I am actually not sure why these packages are included here, networkx is not a dependency of python-igraph afaik.

I may have used the wrong terminology, but I was using conda environments :wink:

I’ll try again with the command line that you suggested. For what it’s worth, I’m removing the old environment now and it looks like it’s full of stuff that I never asked for but that may be present in my system Python (things like zeromq, msgpack-python and others), so that could be an explanation for why networkx ended up being there.

Some of these packages may be dependencies of other things that are installed when you create a new environment, I’m not sure. But I’m fairly sure that networkx should not be in there by default.

Hopefully this also works correctly on macOS!

@swag_Master Okay, I managed to install the most recent version of python-igraph from conda-forge on my machine, but I could not reproduce the error you saw there. Are you sure you have installed python-igraph from conda-forge and not from the “stock” Anaconda repo (which contains an outdated version of python-igraph)?

You can test it by running python -c "import igraph; print(igraph.__version__)" – it should print 0.8.2 and not 0.7.1 .

I forgot to ask: where do you see this outdated version of python-igraph? I don’t see the python-igraph package at all in the default channels. Can you perhaps report how you can install the 0.7.1 version from the “stock” channel?

To be honest, I don’t know. :slight_smile: Initially I typed conda install python-igraph, not knowing that I needed to specify -c conda-forge explicitly, and I somehow ended up with version 0.7.1. Hmmmm. Maybe it was also somehow pre-installed in my system Python?

OK, I think we can then assume that people cannot install the old version 0.7.1 of python-igraph by accident.

Then the question remains: how did the errors reported by @swag_master come about? My guess is that the files he downloaded from somewhere did indeed not have “correct” line-endings.

@tamas, might it be an idea to bundle the tests with the Python package, so that the installed version can be tested somehow? Or did I miss something and are the tests already available within the Python package (i.e. not only from GitHub/source package)?

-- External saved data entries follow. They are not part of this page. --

PR #88, opened 2023-11-28
ON-15438: Document sfptpd deployment using Kustomize

pcolledg-amd:
Uses pure Kustomize to enable user environment-specific customisation and enable us to provide further use case and version updates without modifying core config.

Smoke test overlay works in minikube.

In review until:
- [ ] in-cluster tests complete

Outputs:
```sh
kubernetes-onload/config/samples/sfptpd$ kubectl kustomize overlays/example-sf0/
```

```yaml
apiVersion: v1
kind: Namespace
metadata:
  labels:
    node-role.kubernetes.io/ptp: ""
  name: sfptpd
---
apiVersion: v1
kind: ServiceAccount
metadata:
  labels:
    node-role.kubernetes.io/ptp: ""
  name: sfptpd
  namespace: sfptpd
---
apiVersion: rbac.authorization.k8s.io/v1
kind: Role
metadata:
  labels:
    node-role.kubernetes.io/ptp: ""
  name: sfptpd
  namespace: sfptpd
rules:
- apiGroups:
  - security.openshift.io
  resourceNames:
  - privileged
  resources:
  - securitycontextconstraints
  verbs:
  - use
---
apiVersion: rbac.authorization.k8s.io/v1
kind: RoleBinding
metadata:
  labels:
    node-role.kubernetes.io/ptp: ""
  name: sfptpd
  namespace: sfptpd
roleRef:
  apiGroup: rbac.authorization.k8s.io
  kind: Role
  name: sfptpd
subjects:
- kind: ServiceAccount
  name: sfptpd
  namespace: sfptpd
---
apiVersion: v1
data:
  sfptpd.cfg: |
    [general]
    sync_module ptp ptp1

    # Log to stdout/stderr. The recommended way to deploy would be only logging
    # the message log, to stderr, and placing an adapter program in the pod to
    # process RT JSON stats and make them available to a time series database.
    message_log stderr
    stats_log stdout

    [ptp1]
    ptp_domain 0
    interface sf0
kind: ConfigMap
metadata:
  labels:
    node-role.kubernetes.io/ptp: ""
  name: sfptpd-config-c65fbfbchb
  namespace: sfptpd
---
apiVersion: apps/v1
kind: DaemonSet
metadata:
  labels:
    node-role.kubernetes.io/ptp: ""
  name: sfptpd
  namespace: sfptpd
spec:
  selector:
    matchLabels:
      name: sfptpd
  template:
    metadata:
      labels:
        name: sfptpd
    spec:
      containers:
      - args:
        - -f
        - /etc/sfptpd/sfptpd.cfg
        image: docker.io/onload/sfptpd:3.7.1.1000
        imagePullPolicy: Always
        name: sfptpd
        securityContext:
          privileged: true
        volumeMounts:
        - mountPath: /etc/sfptpd
          name: etc-sfptpd
      hostNetwork: true
      nodeSelector:
        node-role.kubernetes.io/ptp: ""
        node-role.kubernetes.io/worker: ""
      serviceAccountName: sfptpd
      volumes:
      - configMap:
          name: sfptpd-config-c65fbfbchb
        name: etc-sfptpd
```

### DIFF
--- a/config/samples/sfptpd/README.md
+++ b/config/samples/sfptpd/README.md
@@ -1,0 +1,61 @@
+
+# Solarflare Enhanced PTP Daemon (sfptpd)
+
+To run `sfptpd` in a Kubernetes cluster, deploy the `sfptpd` privileged
+container to all nodes receiving PTP signal and
+[disable the node's existing time services](#disable-default-time-source).
+
+This directory provides a Kustomize formatted base
+([DaemonSet](base/daemonset.yaml)) and example overlays.
+
+(The Onload Operator does not presently manage `sfptpd`; please refer to
+Release Notes for details on expressing interest in this feature.)
+
+## Quickstart
+
+The example Kustomize overlay
+[overlays/example-bond0/kustomization.yaml](overlays/example-bond0/kustomization.yaml)
+would deploy the following to a namespace called `sfptpd`:
+
+1. A DaemonSet deploying the `sfptpd` container to worker nodes labelled
+   `node-role.kubernetes.io/ptp`.
+2. A [sfptpd.cfg](overlays/example-bond0/sfptpd.cfg) config file specifying
+   the pod's PTP ethernet interface name as `bond0`. (A bond is not required.)
+
+To use in your own cluster, make a copy and apply:
+
+```sh
+cp -r overlays/example-bond0 overlays/my-cluster
+$EDITOR overlays/my-cluster/kustomization.yaml
+$EDITOR overlays/my-cluster/sfptpd.cfg
+kubectl label nodes <your-ptp-node> node-role.kubernetes.io/ptp=
+kubectl apply -k overlays/my-cluster
+```
+
+Ensure you have also disabled the node's existing time services.
+
+## Disable default time source
+
+A node must have one time source only. sfptpd should replace services such
+as `ntpd` and `chronyd` if they manage the local host's time.
+
+If you are running OpenShift, follow the [Redhat documentation on disabling chronyd.service](https://docs.openshift.com/container-platform/4.10/post_installation_configuration/machine-configuration-tasks.html#cnf-disable-chronyd_post-install-machine-configuration-tasks).
+Ensure the resulting MachineConfigPool exactly selects the nodes specified
+above; if using the Quickstart's node label of `node-role.kubernetes.io/ptp`,
+use a NodeSelector matching this label.
+
+## Source Code & Documentation
+
+Container images with compiled binaries are provided. To build the container
+afresh, refer to
+[sfptpd on GitHub](https://github.com/Xilinx-CNS/sfptpd/#building-a-container-image).
+
+Example config (.cfg) files are available from
+[sfptpd on GitHub](https://github.com/Xilinx-CNS/sfptpd/tree/master/config).
+
+Full documentation is available in the
+[Enhanced PTP User Guide](https://docs.xilinx.com/r/en-US/ug1602-ptp-user)
+
+## Footnotes
+
+(c) Copyright 2023 Advanced Micro Devices, Inc.
--- a/config/samples/sfptpd/base/daemonset.yaml
+++ b/config/samples/sfptpd/base/daemonset.yaml
@@ -1,0 +1,64 @@
+# SPDX-License-Identifier: MIT
+# (c) Copyright 2023 Advanced Micro Devices, Inc.
+apiVersion: v1
+kind: ServiceAccount
+metadata:
+  name: sfptpd
+---
+apiVersion: rbac.authorization.k8s.io/v1
+kind: Role
+metadata:
+  name: sfptpd
+rules:
+- apiGroups:
+  - security.openshift.io
+  resources:
+  - securitycontextconstraints
+  verbs:
+  - use
+  resourceNames:
+  - privileged
+---
+apiVersion: rbac.authorization.k8s.io/v1
+kind: RoleBinding
+metadata:
+  name: sfptpd
+roleRef:
+  apiGroup: rbac.authorization.k8s.io
+  kind: Role
+  name: sfptpd
+subjects:
+- kind: ServiceAccount
+  name: sfptpd
+---
+apiVersion: apps/v1
+kind: DaemonSet
+metadata:
+  name: sfptpd
+spec:
+  selector:
+    matchLabels:
+      name: sfptpd
+  template:
+    metadata:
+      labels:
+        name: sfptpd
+    spec:
+      hostNetwork: true
+      serviceAccountName: sfptpd
+      nodeSelector:
+        node-role.kubernetes.io/worker: ""
+      containers:
+      - image: onload/sfptpd:latest
+        name: sfptpd
+        imagePullPolicy: Always
+        volumeMounts:
+        - name: etc-sfptpd
+          mountPath: "/etc/sfptpd"
+        securityContext:
+          privileged: true
+        args: ["-f", "/etc/sfptpd/sfptpd.cfg"]
+      volumes:
+      - name: etc-sfptpd
+        configMap:
+          name: sfptpd-config
--- a/config/samples/sfptpd/base/kustomization.yaml
+++ b/config/samples/sfptpd/base/kustomization.yaml
@@ -1,0 +1,7 @@
+# SPDX-License-Identifier: MIT
+# SPDX-FileCopyrightText: (c) Copyright 2023 Advanced Micro Devices, Inc.
+apiVersion: kustomize.config.k8s.io/v1beta1
+kind: Kustomization
+
+resources:
+- daemonset.yaml
--- a/config/samples/sfptpd/overlays/example-bond0/kustomization.yaml
+++ b/config/samples/sfptpd/overlays/example-bond0/kustomization.yaml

The unit tests are included in the source package (i.e. the .tar.gz generated by python setup.py sdist) but not in the wheels (which most people install via pip nowadays). This is intentional; 99% of the users won’t need the unit tests, and if they still want them for some reason, they can always run pip download python-igraph --no-deps --no-binary=:all: to get the source package from the CLI.

It might still be useful for users to run tests to verify whether the installed binary version works correctly for them, no? It just adds a few kilobytes to the download (about 240Kb uncompressed, about 40Kb compressed). I don’t think that should be a problem, right?

Is there any particular reason to explicitly not include the unit tests?

I am not fully comfortable with either Python or Anaconda, but perhaps it’s useful to state the exact commands I usually use to set this up, as they always work quickly and without issues for me (on macOS):

conda create -n myenv python=3.7  
conda activate myenv          
conda install python-igraph -c conda-forge  

myenv is the environment name and 3.7 is the requested Python version.